Pay Attention and Move Better: Harnessing Attention for Interactive Motion Generation and Training-free Editing
Ling-Hao Chen, Shunlin Lu, Wenxun Dai, Zhiyang Dou, Xuan Ju, Jingbo Wang, Taku Komura, Lei Zhang
TL;DR
MotionCLR introduces a CLR-based diffusion framework that explicitly models word-level cross-attention and frame-wise self-attention to enable fine-grained, training-free editing of text-driven human motion. By manipulating attention maps, it supports in-place replacement, (de-)emphasis, erasing, sequence shifting, example-based generation, and style transfer, while offering interpretability through attention visualizations. Quantitative and user studies show competitive generation quality and superior editing capabilities compared with baselines, along with promising action-count grounding and grounded motion generation. The work provides practical tools (web interface and Blender add-on) to integrate interactive motion editing into animation pipelines and highlights limitations like hallucinations and robustness to diverse prompts, outlining future directions for grounding and broader interactions.
Abstract
This research delves into the problem of interactive editing of human motion generation. Previous motion diffusion models lack explicit modeling of the word-level text-motion correspondence and good explainability, hence restricting their fine-grained editing ability. To address this issue, we propose an attention-based motion diffusion model, namely MotionCLR, with CLeaR modeling of attention mechanisms. Technically, MotionCLR models the in-modality and cross-modality interactions with self-attention and cross-attention, respectively. More specifically, the self-attention mechanism aims to measure the sequential similarity between frames and impacts the order of motion features. By contrast, the cross-attention mechanism works to find the fine-grained word-sequence correspondence and activate the corresponding timesteps in the motion sequence.

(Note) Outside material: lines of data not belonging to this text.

PR #436, opened 2017-05-15
implement ft2audio, i.e. application that streams data from FT buffer to audio

robertoostenveld:
see http://bugzilla.fieldtriptoolbox.org/show_bug.cgi?id=3281


robertoostenveld:
Since there are some changes to the buffer source code (interface.[ch]), I tested recompilation of all realtime executables. That seemed to work fine.

PR #437, opened 2017-05-16
Bug2706 - merge the crosshair plotting

robertoostenveld:
see http://bugzilla.fieldtriptoolbox.org/show_bug.cgi?id=2706


test/test_pull433.m
```diff
@@ -1,10 +1,11 @@
-function test_ft_electroderealign_headshape
```
robertoostenveld: hmm, this commit should not have been here in this PR. But I think that the commit is fine in itself, so I'll leave it in.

Based on these key properties, we develop a versatile set of simple yet effective motion editing methods via manipulating attention maps, such as motion (de-)emphasizing, in-place motion replacement, and example-based motion generation, etc. For further verification of the explainability of the attention mechanism, we additionally explore the potential of action-counting and grounded motion generation ability via attention maps. Our experimental results show that our method enjoys good generation and editing ability with good explainability.